[Opening SUPPLIED ENTRIES section]
Issue #2319, opened 2024-12-28
[Feature] Support for node attributes (nodeattrs)


nielscil:
### Use case

I would like to use headscale and NextDNS together. Tailscale supports configuring different profiles using node attributes. This is something I would like to use in headscale too.

In addition some other features also need the use of node attributes, like #2146

### Description

This feature request would implement the use of `nodeattrs` inside the policy file and support nextDNS profile options as metioned in the official [tailscale docs](https://tailscale.com/kb/1218/nextdns).

example of policy
``` json
{
	"acls": ["..."],
	"nodeAttrs": [
		{
			"target": ["*"],
			"attr": [
                                "nextdns:abc123",
				"nextdns:no-device-info",
			],
		},
	],
}
```

_this issue is a duplicate of #1407, but is closed because it got stale._

### Contribution

- [ ] I can write the design doc for this feature
- [X] I can contribute this feature

### How can it be implemented?

- Add  `nodeAttrs` to policy file and parse inside `ACLPolicy`
- Retrieve attributes in `mapper.go`
- When using NextDNS DOH (already checked in `mapper.go`)
    - When `nextdns`-attribute is provided,  change the profile of the uri
    - When `nextdns:no-device-info` is provided, skip adding the extra device info (currently done in `mapper.go`)
- Add attributes to `tnode.CapMap` inside `tail.go`.

kradalby:
I think we already support nextdns via the config, just not via nodeattrs.

nielscil:
Yeah, but that is on global level, isn't it? I would like to have different profile for different users.

mindolo:
Hello!

Just wanted to note that support for node attributes would be critical for enabling MagicDNS AAAA records, a feature recently added to Tailscale (1.84+).

This is now supported via a new `magicdns-aaaa` node attribute, as seen in this upstream issue: https://github.com/tailscale/tailscale/issues/1152

Implementing this would also resolve the functionality requested in this old and closed issue: https://github.com/juanfont/headscale/issues/1027

And btw, thank you for headscale.

tywil04:
Just to bump, support for `nodeAttrs` would (I believe) enable support for Taildrive: https://tailscale.com/kb/1369/taildrive.

englut:
Would also like support for `nodeAttrs` as I want to [disable captive portal detection](https://tailscale.com/kb/1457/captive-portals#disable-captive-portal-detection).

kradalby:
[...]

PR #2724, opened 2025-08-09
feat: Add `magicdns_peer_aaaa` config option

### LINKED ISSUE #2723: [Feature] Add support for the MagicDNSPeerAAAA Node Attribute
### Use case

Recent (1.84+) versions of tailscale support a new `magicdns-aaaa` node attribute that configures MagicDNS to respond to AAAA queries.

See references:
 * https://github.com/ninech/tailscale/commit/9555912f29c404ac06d3b4a4b615f30e64b4c2c0
 * https://github.com/tailscale/tailscale/issues/1152#issuecomment-3138350402

### Description

#1027 is a (closed) issue to support AAAA records in MagicDNS. It was closed due to lack of Upstream support, but now that gap has closed significantly with the addition of the new `magicdns-aaaa` Node Attribute, this is an opt-in feature that users can enable.

In Tailscale this optin seems to be done via policies, but headscale is lacking support for NodeAttribute configuration in the policy (#2319)

There is a way to implement this via a global configuration tunable without requiring full NodeAttribute configuration capabilities.

### Contribution

While there is a long term issue open to write support for Node Attribute configuration via policies (#2319) I think there is a quicker way to support the new feature in a similar way to `RandomizeClientPort`.

As it stands, RandomizeClientPort (headscale 0.26.1) is implemented as a configuration parameter (`randomize_client_port` in the yaml file) rather than an ACL policy tuneable, and it is set directly in the Node mapper: https://github.com/juanfont/headscale/blob/v0.26.1/hscontrol/mapper/tail.go#L124-L126

I am proposing to implement support for `MagicDNSPeerAAAA` in a very similar way.
If the config option is enabled _and_ the Node has a valid Overlay IPv6, the NodeAttribute will be set, or skipped otherwise.

I have an implementation for this and the actual code change is minimal (4 lines in `hscontrol/types/config.go` and 3 in `hscontrol/mapper/tail.go` ignoring comments and tests).
I will be submitting a PR for this later today.

mindolo:
This change introduces a new boolean config option, `magicdns_peer_aaaa`.

When enabled, it adds the `magicdns-aaaa` node attribute to devices with a valid overlay IPv6 address.
This attribute allows MagicDNS to resolve AAAA (IPv6) DNS queries for other nodes in the tailnet.

This is a new opt-in feature for Tailscale 1.84+ and is implemented as a global config option, similar to `RandomizeClientPort`, since support for configuring node attributes via policies is not yet available.

Fixes #2723 

- [x] added unit tests
- [x] added integration tests
- [ ] updated CHANGELOG.md

### DIFF
--- a/.github/workflows/test-integration.yaml
+++ b/.github/workflows/test-integration.yaml
@@ -50,6 +50,7 @@ jobs:
           - TestDERPVerifyEndpoint
           - TestResolveMagicDNS
           - TestResolveMagicDNSExtraRecordsPath
+          - TestMagicDNSPeerAAAA
           - TestDERPServerScenario
           - TestDERPServerWebsocketScenario
           - TestPingAllByIP
--- a/config-example.yaml
+++ b/config-example.yaml
@@ -404,3 +404,11 @@ logtail:
 # default static port 41641. This option is intended as a workaround for some buggy
 # firewall devices. See https://tailscale.com/kb/1181/firewalls/ for more information.
 randomize_client_port: false
+
+
+# Enables MagicDNS AAAA query resolution for tailnet nodes with IPv6.
+# When this option is enabled, devices that have a valid overlay IPv6 address will
+# automatically gain the `magicdns-aaaa` Node Attribute.
+# This attribute allows them to resolve AAAA (IPv6) DNS queries through MagicDNS for 
+# other nodes within the tailnet.
+magicdns_peer_aaaa: false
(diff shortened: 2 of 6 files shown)


mindolo:
I opened this draft PR to ask for help as I was stuck on the integration tests, but as soon as I did, it all clicked and I was able to fix the test and get it to pass.

kradalby:
I posted an update on https://github.com/juanfont/headscale/issues/2319 (nodeAttrs).

I suspect we want to implement this in the "correct" way in the policy instead of adding more things to the config file (like we do for random port number, which should also be nodeAttrs)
[Closing SUPPLIED ENTRIES section]
YOUR TASK >>
Could you find every line in the records above that has the string "nodes" and copy it?

YOUR SOLUTION >>
This attribute allows MagicDNS to resolve AAAA (IPv6) DNS queries for other nodes in the tailnet.
+# Enables MagicDNS AAAA query resolution for tailnet nodes with IPv6.
+# other nodes within the tailnet.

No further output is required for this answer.